Records from a data source

- Opening Delimiter -

PR #272, opened 2016-05-07
Sampling child span

### LINKED ISSUE #271: Sampler not used when parent is null inside DefaultTracer.createChild() method
Reviewing the code of the createChild() method of DefaultTracer class, I've detected that when the parent is null a new span is always created as exportable.

I've got two questions about createChild() method:
- Is this method going to be invoked with parent being null? I mean, should we create a child without a parent? Maybe the method should assert that parent value is not null instead of creating a new span when the parent is null.
- In case we want to admit that createChild() receives a null parent, I think we should use the sampler to decide if the new span is going to be exportable, shouldn't we?

marcingrzejszczak:
when parent is null, the created child span will be sampled

fixes #271

cc @dsyer , @adriancole - check https://github.com/spring-cloud/spring-cloud-sleuth/issues/271

### DIFF
--- a/spring-cloud-sleuth-core/src/main/java/org/springframework/cloud/sleuth/trace/DefaultTracer.java
+++ b/spring-cloud-sleuth-core/src/main/java/org/springframework/cloud/sleuth/trace/DefaultTracer.java
@@ -82,11 +82,7 @@ public class DefaultTracer implements Tracer {
 			if (sampler==null) {
 				sampler = this.defaultSampler;
 			}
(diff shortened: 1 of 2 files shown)


adriancole:
The idea of a child span with no parent is confusingly close to a root span (aka new trace). Are they the same or is there something subtle I don't get?

marcingrzejszczak:
Renamed the method, and added null check - https://github.com/spring-cloud/spring-cloud-sleuth/commit/657bba35b3cfb3750125fbbcc388179852217885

- Closing Delimiter -

Exercise directions
Give back the line containing "(diff shortened: 1 of 2 files shown)" and all the lines after it through the end of the records, unchanged.

Written response
(diff shortened: 1 of 2 files shown)


adriancole:
The idea of a child span with no parent is confusingly close to a root span (aka new trace). Are they the same or is there something subtle I don't get?

marcingrzejszczak:
Renamed the method, and added null check - https://github.com/spring-cloud/spring-cloud-sleuth/commit/657bba35b3cfb3750125fbbcc388179852217885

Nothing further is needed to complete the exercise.